> **Stored data entries**:
------------------------------------------------
PR #930, opened 2026-02-28
Remove date and time arithmetic from CalDateTime

### LINKED ISSUE #849: `CalDateTime.AddDuration` vs. `CalDateTime.AddDay`

maknapp:
From discussion in #849 and #854, one way to resolve math issues is to leave math to `NodaTime` (or `System.DateTime`). This removes all `Add*()` methods from `CalDateTime` and replaces usage by converting to `NodaTime` and back.

Doing this adds more support towards having `NodaTime` in the public API. Making it easy to convert to and from `NodaTime` types is important.

While this change does make sense, it does complicate things significantly for users who use `Add*()`. For those unfamiliar with `NodaTime`, they would have to learn `NodaTime` while also understanding that `CalDateTime` can hold date, datetime, or datetime with time zone without offset. `CalDateTime` will need to be converted to the correct `NodaTime` type based on the data it holds and what date/time units are being added. This will need to be well documented.

Fixes #849

### DIFF
--- a/Ical.Net/DataTypes/CalDateTime.cs
+++ b/Ical.Net/DataTypes/CalDateTime.cs
@@ -464,24 +464,6 @@ public sealed class CalDateTime : IFormattable, IEquatable<CalDateTime>
         return new(ToZonedDateTime(otherTzId));
     }
 
-    /// <inheritdoc cref="DateTime.AddYears"/>
-    public CalDateTime AddYears(int years)
-    {
-        return new(_localDate.PlusYears(years), _localTime, _tzId);
-    }
-
-    /// <inheritdoc cref="DateTime.AddMonths"/>
-    public CalDateTime AddMonths(int months)
-    {
-        return new(_localDate.PlusMonths(months), _localTime, _tzId);
-    }
-
-    /// <inheritdoc cref="DateTime.AddDays"/>
-    public CalDateTime AddDays(int days)
-    {
-        return new(_localDate.PlusDays(days), _localTime, _tzId);
-    }
-
     /// <inheritdoc />
     public override string ToString() => ToString(null, null);
 
--- a/Ical.Net/DataTypes/CalDateTime.cs
+++ b/Ical.Net/DataTypes/CalDateTime.cs
@@ -464,64 +464,6 @@ public sealed class CalDateTime : IFormattable, IEquatable<CalDateTime>
         return new(ToZonedDateTime(otherTzId));
     }
 
-    /// <summary>
-    /// Add the specified <see cref="Duration"/> to this instance/>.
-    /// </summary>
-    /// <remarks>
-    /// In correspondence to RFC5545, the weeks and day fields of a duration are considered nominal durations while the time fields are considered exact values.
-    /// </remarks>
-    /// <exception cref="InvalidOperationException">
-    /// Thrown when attempting to add a time span to a date-only instance, 
-    /// and the time span is not a multiple of full days.
-    /// </exception>
-    public CalDateTime Add(Duration d)
-    {
-        // If NOOP
-        if (d.IsEmpty) return this;
-
-        if (!HasTime && d.HasTime)
-        {
-            throw new InvalidOperationException($"This instance represents a 'date-only' value '{ToString()}'. Only multiples of full days can be added to a 'date-only' instance, not '{d}'");
-        }
-
-        // RFC 5545 3.3.6:
-        // If the property permits, multiple "duration" values are specified by a COMMA-separated
-        // list of values.The format is based on the[ISO.8601.2004] complete representation basic
-        // format with designators for the duration of time.The format can represent nominal
-        // durations(weeks and days) and accurate durations(hours, minutes, and seconds).
-        // Note that unlike[ISO.8601.2004], this value type doesn't support the "Y" and "M"
-        // designators to specify durations in terms of years and months.
-        //
-        // The duration of a week or a day depends on its position in the calendar. In the case
-        // of discontinuities in the time scale, such as the change from standard time to daylight
-        // time and back, the computation of the exact duration requires the subtraction or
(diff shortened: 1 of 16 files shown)


axunonb:
> While this change does make sense, it does complicate things significantly for users who use `Add*()`. For those unfamiliar with `NodaTime`,

We already have a couple of breaking changes in terms of `CalDatetime`
- `Date` and `Time` now return NodaTime types
- Comparison operators and several methods removed
- Replaced `CalDateTime` for occurrences

So this step is just kind of finalizing the direction we took in v6.

As you know I was hoping for an easy migration path from v5 to v6. Now v6 requires a direct dependency on [NodaTime](https://nodatime.org/) and users will have to learn it and rewrite their current `ical.net` integration.

Ical.Net/DataTypes/CalDateTime.cs
axunonb, line 231: Could be removed in favor of `NodaTime`.

axunonb, line 374: Could be removed in favor of `NodaTime`.

axunonb, line 412: Redundant `else`

axunonb, line 424: Redundant `else`

axunonb, line 434: Maybe use expression body?

axunonb, line 443: Redundant `else`

Ical.Net/DataTypes/CalDateTime.cs
```diff
@@ -464,103 +464,6 @@ public CalDateTime ToTimeZone(string? otherTzId)
         return new(ToZonedDateTime(otherTzId));
```
axunonb, line 464: Add a comment that this drops the timezone offset and converting back to ZonedDatetime will not resolve the same value?

Ical.Net/DataTypes/Duration.cs
```diff
@@ -59,7 +62,7 @@ public NodaTime.Period ToPeriod()
         return b.Build();
     }
 
-    public NodaTime.Period GetNominalPart()
+    public readonly NodaTime.Period GetNominalPart()
```
axunonb, line 65: Good catch - compiler knows no mutation occurs, no copy needed

Ical.Net/Utility/DateUtil.cs
axunonb, line 11: Do we still need this class?
`WeekOfMonth(DateTime d)` has just one reference

axunonb (dismissed):
See few minor comments

Ical.Net/DataTypes/Duration.cs
```diff
@@ -45,7 +45,10 @@ public Duration(int? weeks = null, int? days = null, int? hours = null, int? min
         Seconds = seconds;
     }
 
-    public NodaTime.Period ToPeriod()
+    public static Duration FromPeriod(NodaTime.Period p)
```
axunonb, line 48: Not for this PR: Should we remove the `Period` ambiguity between NodaTime and ical.net by using another name, e.g. `CalPeriod`?

maknapp: I would like all NodaTime name overlaps to be renamed - `CalPeriod`, `CalDuration`, and any others.

Ical.Net/DataTypes/CalDateTime.cs
maknapp: I think it is better to keep these. These are simple convenience methods that do not add complexity. For those who refuse to use NodaTime, these could be more useful than being stuck with only `DateTime`.

maknapp:
> Do we still need this class? `WeekOfMonth(DateTime d)` has just one reference

I have been looking at #749 and handling time zones defined in the calendar. This will remove the last major reference to `DateUtil`.

> Add a comment that this drops the timezone offset and converting back to ZonedDatetime will not resolve the same value?

This and the many redundant `else` issues can be in a separate PR. It might make more sense to move all `ToZonedDateTime()` related methods from `CalDateTime` to a `TimeZoneResolver` that can handle calendar time zones.

Ical.Net/DataTypes/CalDateTime.cs
axunonb: Those ical.net users who refuse to use NodaTime will have a difficult time ahead of them 😉

axunonb (approved):
LG, tnx

axunonb:
@maknapp After merging this PR I performed a rebase of `version/6.0`. (There's a temporary `version/6.0-backup` with a copy before the rebase.)
I added a commit [Fix file encoding: convert .cs files from UTF-16 LE to UTF-8](https://github.com/ical-org/ical.net/commit/58494b413642d19dc8928b268cdd673da61a6249). This mixed encoding gave me a hard time during the rebase.
Probably the `.gitattributes` and `.editorconfig` must be updated. Then this should not happen again. I'll submit a PR for that.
------------------------------------------------
> **Task description**:
Print out all the entries precisely as written.

> **Written response**:
PR #930, opened 2026-02-28
Remove date and time arithmetic from CalDateTime

### LINKED ISSUE #849: `CalDateTime.AddDuration` vs. `CalDateTime.AddDay`

maknapp:
From discussion in #849 and #854, one way to resolve math issues is to leave math to `NodaTime` (or `System.DateTime`). This removes all `Add*()` methods from `CalDateTime` and replaces usage by converting to `NodaTime` and back.

Doing this adds more support towards having `NodaTime` in the public API. Making it easy to convert to and from `NodaTime` types is important.

While this change does make sense, it does complicate things significantly for users who use `Add*()`. For those unfamiliar with `NodaTime`, they would have to learn `NodaTime` while also understanding that `CalDateTime` can hold date, datetime, or datetime with time zone without offset. `CalDateTime` will need to be converted to the correct `NodaTime` type based on the data it holds and what date/time units are being added. This will need to be well documented.

Fixes #849

### DIFF
--- a/Ical.Net/DataTypes/CalDateTime.cs
+++ b/Ical.Net/DataTypes/CalDateTime.cs
@@ -464,24 +464,6 @@ public sealed class CalDateTime : IFormattable, IEquatable<CalDateTime>
         return new(ToZonedDateTime(otherTzId));
     }
 
-    /// <inheritdoc cref="DateTime.AddYears"/>
-    public CalDateTime AddYears(int years)
-    {
-        return new(_localDate.PlusYears(years), _localTime, _tzId);
-    }
-
-    /// <inheritdoc cref="DateTime.AddMonths"/>
-    public CalDateTime AddMonths(int months)
-    {
-        return new(_localDate.PlusMonths(months), _localTime, _tzId);
-    }
-
-    /// <inheritdoc cref="DateTime.AddDays"/>
-    public CalDateTime AddDays(int days)
-    {
-        return new(_localDate.PlusDays(days), _localTime, _tzId);
-    }
-
     /// <inheritdoc />
     public override string ToString() => ToString(null, null);
 
--- a/Ical.Net/DataTypes/CalDateTime.cs
+++ b/Ical.Net/DataTypes/CalDateTime.cs
@@ -464,64 +464,6 @@ public sealed class CalDateTime : IFormattable, IEquatable<CalDateTime>
         return new(ToZonedDateTime(otherTzId));
     }
 
-    /// <summary>
-    /// Add the specified <see cref="Duration"/> to this instance/>.
-    /// </summary>
-    /// <remarks>
-    /// In correspondence to RFC5545, the weeks and day fields of a duration are considered nominal durations while the time fields are considered exact values.
-    /// </remarks>
-    /// <exception cref="InvalidOperationException">
-    /// Thrown when attempting to add a time span to a date-only instance, 
-    /// and the time span is not a multiple of full days.
-    /// </exception>
-    public CalDateTime Add(Duration d)
-    {
-        // If NOOP
-        if (d.IsEmpty) return this;
-
-        if (!HasTime && d.HasTime)
-        {
-            throw new InvalidOperationException($"This instance represents a 'date-only' value '{ToString()}'. Only multiples of full days can be added to a 'date-only' instance, not '{d}'");
-        }
-
-        // RFC 5545 3.3.6:
-        // If the property permits, multiple "duration" values are specified by a COMMA-separated
-        // list of values.The format is based on the[ISO.8601.2004] complete representation basic
-        // format with designators for the duration of time.The format can represent nominal
-        // durations(weeks and days) and accurate durations(hours, minutes, and seconds).
-        // Note that unlike[ISO.8601.2004], this value type doesn't support the "Y" and "M"
-        // designators to specify durations in terms of years and months.
-        //
-        // The duration of a week or a day depends on its position in the calendar. In the case
-        // of discontinuities in the time scale, such as the change from standard time to daylight
-        // time and back, the computation of the exact duration requires the subtraction or
(diff shortened: 1 of 16 files shown)


axunonb:
> While this change does make sense, it does complicate things significantly for users who use `Add*()`. For those unfamiliar with `NodaTime`,

We already have a couple of breaking changes in terms of `CalDatetime`
- `Date` and `Time` now return NodaTime types
- Comparison operators and several methods removed
- Replaced `CalDateTime` for occurrences

So this step is just kind of finalizing the direction we took in v6.

As you know I was hoping for an easy migration path from v5 to v6. Now v6 requires a direct dependency on [NodaTime](https://nodatime.org/) and users will have to learn it and rewrite their current `ical.net` integration.

Ical.Net/DataTypes/CalDateTime.cs
axunonb, line 231: Could be removed in favor of `NodaTime`.

axunonb, line 374: Could be removed in favor of `NodaTime`.

axunonb, line 412: Redundant `else`

axunonb, line 424: Redundant `else`

axunonb, line 434: Maybe use expression body?

axunonb, line 443: Redundant `else`

Ical.Net/DataTypes/CalDateTime.cs
```diff
@@ -464,103 +464,6 @@ public CalDateTime ToTimeZone(string? otherTzId)
         return new(ToZonedDateTime(otherTzId));
```
axunonb, line 464: Add a comment that this drops the timezone offset and converting back to ZonedDatetime will not resolve the same value?

Ical.Net/DataTypes/Duration.cs
```diff
@@ -59,7 +62,7 @@ public NodaTime.Period ToPeriod()
         return b.Build();
     }
 
-    public NodaTime.Period GetNominalPart()
+    public readonly NodaTime.Period GetNominalPart()
```
axunonb, line 65: Good catch - compiler knows no mutation occurs, no copy needed

Ical.Net/Utility/DateUtil.cs
axunonb, line 11: Do we still need this class?
`WeekOfMonth(DateTime d)` has just one reference

axunonb (dismissed):
See few minor comments

Ical.Net/DataTypes/Duration.cs
```diff
@@ -45,7 +45,10 @@ public Duration(int? weeks = null, int? days = null, int? hours = null, int? min
         Seconds = seconds;
     }
 
-    public NodaTime.Period ToPeriod()
+    public static Duration FromPeriod(NodaTime.Period p)
```
axunonb, line 48: Not for this PR: Should we remove the `Period` ambiguity between NodaTime and ical.net by using another name, e.g. `CalPeriod`?

maknapp: I would like all NodaTime name overlaps to be renamed - `CalPeriod`, `CalDuration`, and any others.

Ical.Net/DataTypes/CalDateTime.cs
maknapp: I think it is better to keep these. These are simple convenience methods that do not add complexity. For those who refuse to use NodaTime, these could be more useful than being stuck with only `DateTime`.

maknapp:
> Do we still need this class? `WeekOfMonth(DateTime d)` has just one reference

I have been looking at #749 and handling time zones defined in the calendar. This will remove the last major reference to `DateUtil`.

> Add a comment that this drops the timezone offset and converting back to ZonedDatetime will not resolve the same value?

This and the many redundant `else` issues can be in a separate PR. It might make more sense to move all `ToZonedDateTime()` related methods from `CalDateTime` to a `TimeZoneResolver` that can handle calendar time zones.

Ical.Net/DataTypes/CalDateTime.cs
axunonb: Those ical.net users who refuse to use NodaTime will have a difficult time ahead of them 😉

axunonb (approved):
LG, tnx

axunonb:
@maknapp After merging this PR I performed a rebase of `version/6.0`. (There's a temporary `version/6.0-backup` with a copy before the rebase.)
I added a commit [Fix file encoding: convert .cs files from UTF-16 LE to UTF-8](https://github.com/ical-org/ical.net/commit/58494b413642d19dc8928b268cdd673da61a6249). This mixed encoding gave me a hard time during the rebase.
Probably the `.gitattributes` and `.editorconfig` must be updated. Then this should not happen again. I'll submit a PR for that.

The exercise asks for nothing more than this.